__BRIEF__:
Your answer should be the exact lines of the records, starting with the one containing "container; url: history.html#she-policy-container" and running to the end.

__DATA PROVIDED__:
##############################

PR #804, opened 2026-07-13
perf: precompute the LilyPond parse at build time (removes the cold-load stall)

### LINKED ISSUE #693: lily.ts: precompute the LilyPond parse at build time (remove ~500ms cold-load stall)
- **Type:** tech debt
- **Area:** Lily

## What and why

`processLilypond()` parses `spem.ly` with Ohm at runtime, in `MusicCanvas.#init()` on cold load. The input is static and the output invariant, so every fresh page load re-derives a build-time constant. The module-level cache (#376) only spares repeats within a process.

## Measured (VERA, 2026-06-22)

Cold `processLilypond()`, 8 runs with the cache reset each time (Node/V8, desktop): **median 488 ms, mean 500 ms, first cold-JIT run 528 ms, range 420–676 ms.** Blocking, main-thread, on every cold load. A slower device is worse.

## Proposed direction

Parse at build time → ship `lilyData.json` → import/fetch it at runtime, removing the parse from cold load. May also let ohm-js and the grammar bundle drop from the production bundle.

## Classification

Real, not broken; qualifies under #484 **Q5 Performance** (large, measured, eliminable cold-load cost). This is an **architecture change** (build step, data format, runtime load path, the `barCount`/`Config` plumbing, and it touches `buildScores.mjs`), so it needs a design pass at specify time.

## Design decisions (resolved 2026-07-01)

Specified: see the [Specification comment](https://github.com/wainwmr/spem-player/issues/693#issuecomment-4851450304). Settled with Mark (question comment) and Andrew:

1. **Data model** — serialise the full `LilypondData`; the runtime rebuilds the two `Map`s only (it reads plain fields, so no class reviver is needed).
2. **Package ownership** — move the LilyPond parsing domain (parser, grammar, `music-classes`) into `packages/scores`; `pwa` consumes the emitted `lilyData.json`. One-way `pwa → scores`.
3. **Load path** — bundle `lilyData.json` and load it synchronously, preserving the current init path and `barCount` timing.
4. **Drop Ohm at runtime** — yes; `lily.ts` is the only runtime importer of `ohm-js` and the grammar.
5. **Dev regen / cache-bust** — regenerate `lilyData.json` in the score build alongside the SVGs, via the existing trigger.
6. **Scope** — Hugh Keyte only; OUP deferred.

Sequenced after #703 (dead-helper removal). Full detail, options, and test plan are in the Specification comment.

## Source

`wiki/refactor-lily.ts.md` item 20; measured by VERA 2026-06-22.

wainwright1000:
Fixes #693

The LilyPond note data was parsed in the browser on every cold load, stalling the app for roughly half a second before the score could respond.

That parse now runs at build time. `@spem/scores` gains a `build:lilydata` step that parses `spem.ly` through the Ohm grammar and writes `packages/scores/src/lily/lilyData.json`; the app loads that committed file instead of re-deriving it per visit. The Ohm grammar and its build move into `@spem/scores` alongside the data they produce, so the pwa package no longer carries the parser toolchain. A `lily-precompute` test fails if the committed data goes stale against `spem.ly`.

`doc/BUILD.md` and `doc/CONTRIBUTING.md` describe the new step. Note this PR is `expensive` (it touches the score build, so merging busts the SVG cache and forces one full re-render).


wainwmr (approved):
Wow

PR #169, opened 2021-09-14
Disable most of the API on opaque origins

### LINKED ISSUE #167: Do opaque origins have access to the API
Related to #166, I wonder what kind of view we want to offer to opaque origins. Especially given that it seems we mainly want to disable storage APIs in them.

You could conceivably have multiple entries by having an opaque origin document create a blob URL and then navigate to that. Those would be same origin in principle. (This would be the first time that would be observable though, which kinda makes me think we shouldn't support it unless there's a use case.)

domenic:
Closes #167.

/cc @annevk @jakearchibald

***
<a href="https://pr-preview.s3.amazonaws.com/WICG/app-history/pull/169.html" title="Last updated on Sep 23, 2021, 7:15 PM UTC (cae4289)">Preview</a> | <a href="https://pr-preview.s3.amazonaws.com/WICG/app-history/169/1d50439...cae4289.html" title="Last updated on Sep 23, 2021, 7:15 PM UTC (cae4289)">Diff</a>

### DIFF
--- a/spec.bs
+++ b/spec.bs
@@ -190,6 +190,20 @@ dictionary AppHistoryResult {
 };
 </xmp>
 
+<div algorithm>
+  An {{AppHistory}} |appHistory| <dfn for="AppHistory">has entries and events disabled</dfn> if the following steps return true:
+
+  1. Let |browsingContext| be |appHistory|'s [=relevant global object=]'s [=Window/browsing context=].
+
+  1. If |browsingContext| is null, then return true.
+
+  1. If |browsingContext| is <a spec="HTML">still on its initial `about:blank` `Document`</a>, then return true.
+
+  1. If |appHistory|'s [=relevant global object=]'s [=associated Document=]'s [=Document/origin=] is [=opaque origin|opaque=], then return true.
+
+  1. Return false.
+</div>
+
 <h3 id="entries-api">Introspecting the app history entry list</h3>
 
 <dl class="domintro non-normative">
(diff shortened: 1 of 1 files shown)


spec.bs
```diff
@@ -185,6 +185,20 @@ dictionary AppHistoryReloadOptions : AppHistoryNavigationOptions {
 };
 </xmp>
 
+<div algorithm>
+  An {{AppHistory}} |appHistory| <dfn for="AppHistory">has entries and events disabled</dfn> if the following steps return true:
+
+  1. Let |browsingContext| be |appHistory|'s [=relevant global object=]'s [=Window/browsing context=].
+
+  1. If |browsingContext| is null, then return true.
```
jakearchibald, line 193: When is the browsing context null?

jakearchibald: Ah, is it when the document isn't active?

jakearchibald (approved):

spec.bs
domenic: Yeah, exactly.

spec.bs
```diff
@@ -185,6 +185,20 @@ dictionary AppHistoryReloadOptions : AppHistoryNavigationOptions {
...
+
+  1. If |browsingContext| is <a spec="HTML">still on its initial `about:blank` `Document`</a>, then return true.
```
annevk, line 195: This is a bit surprising. It essentially inherits a bunch of state from the parent in this case. Is there something missing that would make supporting history problematic?

domenic: I think it's doable, but so far I've been saying that the initial about:blank is a scary place (e.g., most navigations from it are auto-converted into replacements; you can't navigate back to it currently; etc.) so it'd be best to avoid exposing that complexity.

annevk: It's easier to allow later than to disallow later so I'm okay with it, FWIW.

domenic:
https://bugs.chromium.org/p/chromium/issues/detail?id=1252490

PR #170, opened 2021-09-22
Don't fire navigate for non-fetch-scheme cases

domenic:
Notably, for javascript: URL navigations.

***
<a href="https://pr-preview.s3.amazonaws.com/WICG/app-history/pull/170.html" title="Last updated on Sep 23, 2021, 7:08 PM UTC (7753d45)">Preview</a> | <a href="https://pr-preview.s3.amazonaws.com/WICG/app-history/170/e01412f...7753d45.html" title="Last updated on Sep 23, 2021, 7:08 PM UTC (7753d45)">Diff</a>


domenic:
This also prohibits firing it for `about:srcdoc` navigations since those call the navigate algorithm with a response, not a request.

domenic:
I'm gonna tweak this to not ignore about:srcdoc after all, since those are a bit less weird. We can discuss blocking those separately.

domenic:
https://bugs.chromium.org/p/chromium/issues/detail?id=1252487 tracking issue

PR #189, opened 2021-11-17
Make "no-referrer" censor cross-document AppHistoryEntry URLs

### LINKED ISSUE #71: Scope app history entries to the browsing context group
Currently they're scoped to same-origin contiguous and same-frame. However we also need to account for browsing context group swaps due to COOP.

In the explainer this will be a minor sentence update or so, but we'll need caution when speccing.

domenic:
Also be clear that, despite the shaky spec foundations, the intent after this fix is to expose session history entries across browsing context group swaps.

Closes #71.

***
<a href="https://pr-preview.s3.amazonaws.com/WICG/app-history/pull/189.html" title="Last updated on Nov 17, 2021, 9:22 PM UTC (f9d859d)">Preview</a> | <a href="https://pr-preview.s3.amazonaws.com/WICG/app-history/189/e8060a6...f9d859d.html" title="Last updated on Nov 17, 2021, 9:22 PM UTC (f9d859d)">Diff</a>

### DIFF
--- a/app_history.d.ts
+++ b/app_history.d.ts
@@ -59,7 +59,7 @@ interface AppHistoryEntryEventMap {
 declare class AppHistoryEntry extends EventTarget {
   readonly key: string;
   readonly id: string;
-  readonly url: string;
+  readonly url: string|null;
   readonly index: number;
   readonly sameDocument: boolean;
 
--- a/spec.bs
+++ b/spec.bs
@@ -35,6 +35,7 @@ spec: html; urlPrefix: https://html.spec.whatwg.org/multipage/
       text: current entry; url: history.html#current-entry
     for: session history entry
       text: document; url: history.html#she-document
+      text: policy container; url: history.html#she-policy-container
       text: URL; url: history.html#she-url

##############################

__REPLY__:
+      text: policy container; url: history.html#she-policy-container
       text: URL; url: history.html#she-url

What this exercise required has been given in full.